> What you should do
Read through the listing and copy every line that contains the word "only".

[Records for processing]

PR #418, opened 2025-07-18
test: local e2e test

fayekelmith:
Setting up a local e2e test. An integrated test.


fayekelmith:
The tests are not entirely reliable yet because, although I sort them, it's hard to maintain structural integrity (for the edges) and consistently pass. Sometimes the context is correct, but the tests fail. It's because sorting is not yet efficient. 

@Evanfeenstra, please do you have any suggestions on how to solve this without losing the structure?

standalone/tests/maps/actual-map-response-two.html
```diff
@@ -0,0 +1,15 @@
+<pre>
+Function: NewPerson (22)
+├── Datamodel: Person (30)
+├── Class: database (9)
+├── Function: CreatePerson (124)
+├── Endpoint: POST /person (8)
```
Evanfeenstra, line 6: this looks like NewPerson has an edge with `Endpoint: POST /person`??

Shouldn't it be like `NewPerson` -> `Request` -> `Endpoint`?

or is this html sorted somehow ?

fayekelmith: After looking at it again, something more fundamentally wrong is actually the issue. 

I queried `NewPerson` which is a function with the same name existing for both programming languages. From my observation of the results, it mixed both results. e.g

We have both a relationship with `Class: database` , `Endpoint: POST /person`,  `Page: /new-person`  and `Request: POST ${api.host}/person` 

I think the results returned are a combination of both maps.

Evanfeenstra:
> The tests are not entirely reliable yet because, although I sort them, it's hard to maintain structural integrity (for the edges) and consistently pass. Sometimes the context is correct, but the tests fail. It's because sorting is not yet efficient.
> 
> @Evanfeenstra, please do you have any suggestions on how to solve this without losing the structure?

We need to sort it before its returned from the server (before its formatted with the "archy" lib). Like a heirarchical sort:
```
Function: App (85)
├─┬ Function: People (155)
│     ├── Request: GET ${api.host}/people (7)
|      ├── Datamodel: Person (19)
└┬ Function: NewPerson (315)
    ├── Function: FormContainer (60)
    ├── Function: Apple (60)
  ```

  should be sorted as
  
  ```
  Function: App (85)
└┬ Function: NewPerson (315)
    ├── Function: Apple (60)
    ├── Function: FormContainer (60)
├─┬ Function: People (155)
|      ├── Datamodel: Person (19)
│     ├── Request: GET ${api.host}/people (7)

  ```
  
  Because `Function: NewPerson` comes before `Function: People` alphabetically
  and `Function: Apple` comes before its sibling `Function: FormContainer`, etc
  
 only "siblings" should be sorted, recursively down the whole tree
  
  Since every edge has the same "weight" in the graph, there is no specific meaning to the order of the graph right now. So we can sort it at every level

fayekelmith:
> > The tests are not entirely reliable yet because, although I sort them, it's hard to maintain structural integrity (for the edges) and consistently pass. Sometimes the context is correct, but the tests fail. It's because sorting is not yet efficient.
> > @Evanfeenstra, please do you have any suggestions on how to solve this without losing the structure?
> 
> We need to sort it before its returned from the server (before its formatted with the "archy" lib). Like a heirarchical sort:
> 
> ```
> Function: App (85)
> ├─┬ Function: People (155)
> │     ├── Request: GET ${api.host}/people (7)
> |      ├── Datamodel: Person (19)
> └┬ Function: NewPerson (315)
>     ├── Function: FormContainer (60)
>     ├── Function: Apple (60)
> ```
> 
> should be sorted as
> 
> ```
> Function: App (85)
> └┬ Function: NewPerson (315)
>   ├── Function: Apple (60)
>   ├── Function: FormContainer (60)
> ├─┬ Function: People (155)
> |      ├── Datamodel: Person (19)
> │     ├── Request: GET ${api.host}/people (7)
> ```
> 
> Because `Function: NewPerson` comes before `Function: People` alphabetically and `Function: Apple` comes before its sibling `Function: FormContainer`, etc
> 
> only "siblings" should be sorted, recursively down the whole tree
> 
> Since every edge has the same "weight" in the graph, there is no specific meaning to the order of the graph right now. So we can sort it at every level

Okay, that makes sense, sir. 
#422 solves this issue.

Evanfeenstra:
ok i merged 422, rebase on main and see if it helps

[/Records for processing]

> Result below
 only "siblings" should be sorted, recursively down the whole tree
> only "siblings" should be sorted, recursively down the whole tree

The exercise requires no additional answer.